The yen rose against the dollar for a second day as it rebounded from oversold levels for the first time in 13 days.
Its 14-day relative strength index advanced above the 30 level, which indicates an asset may have declined too far, too quickly, for the first session since Feb. 16.
Demand for the Japanese currency was buoyed as futures on the Standard & Poor’s 500 Index fell 0.8 percent and the MSCI World Index fell 0.8 percent.
The U.S. currency appreciated after Fisher said yesterday he opposes additional bond purchases by the central bank. Recent reports have highlighted that U.S. growth is broadening, with data yesterday showing service industries unexpectedly expanded last month at the fastest pace in a year.
“If the data continue to improve, however gradually, the markets should begin preparing themselves for the good Dr.
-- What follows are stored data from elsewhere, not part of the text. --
PR #22141, opened 2018-07-31
DOC: DataFrame.merge behaviour for suffix=(False, False)

### LINKED ISSUE #22045: [documentation] merge(suffixes=(False, False)) should cause an error if a suffix would be required to complete the merge but it is undocumented
#### Problem description

This was going to be a request for an enhancement, but after investigation it just became a reminder that pandas has an undocumented feature. 

About once every few months I get into a tricky debug situation where a column has ceased to exist because it was suffixed with _x or _y, and while I understand use cases where suffixing is good, it is in some cases bad and unintended, and can be tricky because the _x and _y columns may not matter until much later.  I wanted to be able to specify in merge that it should fail if it is going to suffix. 

Turns out you can, but it is undocumented.  Tracing code I eventually arrived at https://github.com/pandas-dev/pandas/blob/v0.23.3/pandas/core/internals.py#L5242

A quick check seems to indicate that merge(..., suffixes=(False,False)) causes the line to execute and doesn't bite if it shouldn't.  Which is nice, but I would encourage you to document it at:
https://pandas.pydata.org/pandas-docs/stable/generated/pandas.DataFrame.merge.html

~~~python
import pandas as pd
left = pd.DataFrame({'key': ['K0', 'K1', 'K2', 'K3'],
                    'A': ['A0', 'A1', 'A2', 'A3'],
                     'B': ['B0', 'B1', 'B2', 'B3']})


right = pd.DataFrame({'key': ['K0', 'K1', 'K2', 'K3'],
            'C': ['C0', 'C1', 'C2', 'C3'],
                  'B': ['D0', 'D1', 'D2', 'D3']})

right_2 = pd.DataFrame({'key': ['K0', 'K1', 'K2', 'K3'],
            'C': ['C0', 'C1', 'C2', 'C3'],
                  'D': ['D0', 'D1', 'D2', 'D3']})


result = pd.merge(left, right, on='key')
result

#should error and does
pd.merge(left, right, on='key', suffixes=(False, False))


#should not error and doesnt
pd.merge(left, right_2, on='key', suffixes=(False, False))
~~~

elmq0022:
- [x] closes #22045
- N/A tests added / passed
- N/A whatsnew entry

### DIFF
--- a/pandas/core/frame.py
+++ b/pandas/core/frame.py
@@ -138,12 +138,11 @@ _numeric_only_doc = """numeric_only : boolean, default None
 """
 
 _merge_doc = """
-Merge DataFrame or named Series objects by performing a database-style join
-operation by columns or indexes.
+Merge DataFrame or named Series objects with a database-style join.
 
-If joining columns on columns, the DataFrame indexes *will be
-ignored*. Otherwise if joining indexes on indexes or indexes on a column or
-columns, the index will be passed on.
+The join is done on columns or indexes. If joining columns on
+columns, the DataFrame indexes *will be ignored*. Otherwise if joining indexes
+on indexes or indexes on a column or columns, the index will be passed on.
 
 Parameters
 ----------%s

Fed to wean them from their dependency rather than administer further dosage,” Fisher said yesterday in Dallas.
Intercontinental Exchange Inc.’s Dollar Index, used to track the greenback against the currencies of six major U.S.
trading partners, gained 0.5 percent to 79.749.
The gauge may find it difficult to strengthen further without “clear euro-negative news,” according to Lloyds Bank Corporate Markets, citing trading patterns.
The Dollar Index “failed to break above the 50-day moving average at 79.67 and the 76.4 percent Fibonacci retracement of the second half of the February down move at 79.64,” foreign- exchange strategists Adrian Schmidt and Jennifer Hau wrote today in a note to clients. “These levels and the 80 area above them provide significant resistance,” they wrote.
The Dollar Index last rose above 80 Feb. 16, when it reached 80.119, the highest level since Jan. 25, according to data compiled by Bloomberg.
Australia’s dollar fell to a five-week low after the central bank left its benchmark rate at 4.25 percent and reiterated it has scope to ease monetary policy if needed.
The Reserve Bank of Australia said in a statement that while current settings are “appropriate for the moment,” there is scope for easier policy if demand weakens “materially.”
“The RBA has kept an easing bias,” said Lee Wai Tuck, a currency strategist at Forecast Pte in Singapore. “The statement may have been more dovish than some people have expected. I see more downside to the Aussie.”
Australia’s dollar dropped 0.9 percent to $1.0574 after sliding to $1.0566, the lowest since Jan 30.